1 pointby cocabadger7 hours ago1 comment
  • cocabadger7 hours ago
    I built SafeRun Guard — a Claude Code plugin that intercepts dangerous commands and file operations before they execute. Pure bash + jq, zero dependencies, ~20ms latency.

    The problem: AI coding agents run shell commands autonomously. One `rm -rf /`, one `git push --force`, one leaked AWS key in a config file — and you're recovering for hours. The agent doesn't know what's dangerous. You can't watch every command.

    How it works: SafeRun Guard hooks into Claude Code's PreToolUse event. Every Bash command and every file write passes through a 4-tier decision engine:

    - REDIRECT — suggests a safer alternative (`--force` → `--force-with-lease`) - BLOCK — denies the command, agent sees the reason and adapts - ASK — prompts the user for confirmation - ALLOW — silent passthrough (~95% of actions)

    Key features that I haven't seen elsewhere:

    1. Compound command splitting. `echo ok && rm -rf /` is split on `&&`, `||`, `;` — each segment checked independently. Pipes are NOT split (they're part of a single pipeline).

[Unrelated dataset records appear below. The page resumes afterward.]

PR #5892, opened 2023-08-17
Add a service handler for deleting editables

duartegalvao:
This PR adds a a service handler that is called whenever an editable is deleted.

### DIFF
--- a/indico/modules/events/editing/controllers/backend/timeline.py
+++ b/indico/modules/events/editing/controllers/backend/timeline.py
@@ -32,8 +32,8 @@ from indico.modules.events.editing.operations import (assign_editor, create_new_
 from indico.modules.events.editing.schemas import (EditableSchema, EditingConfirmationAction, EditingReviewAction,
                                                    ReviewEditableArgs)
 from indico.modules.events.editing.service import (ServiceRequestFailed, service_get_custom_actions,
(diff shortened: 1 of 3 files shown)


indico/modules/events/editing/controllers/backend/timeline.py
```diff
@@ -201,7 +201,14 @@ def _check_access(self):
             raise Forbidden
 
     def _process(self):
+        service_url = editing_settings.get(self.event, 'service_url')
```
ThiefMaster, line 204: I'd just do `if editing_settings.get(self.event, 'service_url'):` below.. getting that setting will work regardless of whether the editable exist or not

indico/modules/events/editing/service.py
```diff
@@ -195,6 +195,20 @@ def service_handle_review_editable(editable, user, action, parent_revision, revi
         raise ServiceRequestFailed(exc)
 
 
+def service_handle_delete_editable(editable):
+    try:
+        path = '/event/{}/editable/{}/{}'.format(
+            _get_event_identifier(editable.event),
+            editable.type.name,
+            editable.contribution_id
+        )
```
tomasr8, line 204: Maybe I'd put this outside the try block?

PR #5894, opened 2023-08-18
Add lang attribute that matches the currently selected language

foxbunny:
Adds the `lang` attribute to the `HTML` element in the `layout/indico_base.html` and `layout/base.html` templates.

### DIFF
--- a/CHANGES.rst
+++ b/CHANGES.rst
@@ -28,6 +28,7 @@ Improvements
 - Allow room managers to add internal notes to bookings (:issue:`5746`, :pr:`5791`)
 - Support generating tickets and badges for each of the registrant's accompanying
   persons (:pr:`5424`)
+- Include current language in page metadata (:pr:`5894`, thanks :user:`foxbunny`)
 
 Bugfixes
 ^^^^^^^^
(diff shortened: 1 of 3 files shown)


tomasr8:
Should we use just the language or the full locale? e.g. `en` rather than `en-GB`? The region subtag is [optional](https://developer.mozilla.org/en-US/docs/Web/HTML/Global_attributes/lang) but maybe it's useful in some cases?

ThiefMaster:
We already have the `moment_lang` property, maybe we could add `html_lang` in a similar way?

foxbunny:
> We already have the moment_lang property, maybe we could add html_lang in a similar way?

Sure.

CHANGES.rst
```diff
@@ -25,6 +25,7 @@ Improvements
   restrict them to speakers or registrants (:pr:`5670`, thanks :user:`kewisch`)
 - Make editing timeline display much more straightforward (:pr:`5674`)
 - Allow event managers to delete editables from contributions (:pr:`5778`)
+- Add `lang` attribute to `<html>` elements in base templates (:pr:`5894`)
```
ThiefMaster, line 28: rst uses double backticks for code highlighting (single backticks are already used for rst references and similar features)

    2. Content scanning. File writes are scanned for 9 secret patterns (AWS keys, PEM private keys, GitHub tokens, OpenAI/Stripe keys, Slack tokens, DB connection strings) before they hit disk.

    3. Redirect tier. Instead of just blocking `git push --force`, it tells the agent "use `--force-with-lease` instead" — the agent rewrites the command automatically. No human needed.

    Numbers: 112 safety rules, 9 secret detection patterns, 243 tests, ~20ms per check. Fail-open design — if jq crashes or rules are corrupt, the command passes through. Safety tool should never block your work due to its own bug.

    Stack: Bash + jq (Oniguruma regex engine). No Python, no Node, no API calls, no telemetry. Everything runs locally. MIT license.

    Install: ``` claude plugin marketplace add Cocabadger/saferun-guard claude plugin install saferun-guard@saferun-guard ```

    I'd love feedback on the rule coverage — what dangerous patterns am I missing?

    Also thinking about the next step: right now the agent just gets blocked or redirected. But what if it could learn from those decisions — an "agent-in-the-loop" that negotiates with the guardrail instead of just retrying?

    Would that be useful in your workflow, or is a dumb firewall exactly what you want between an AI agent and your filesystem?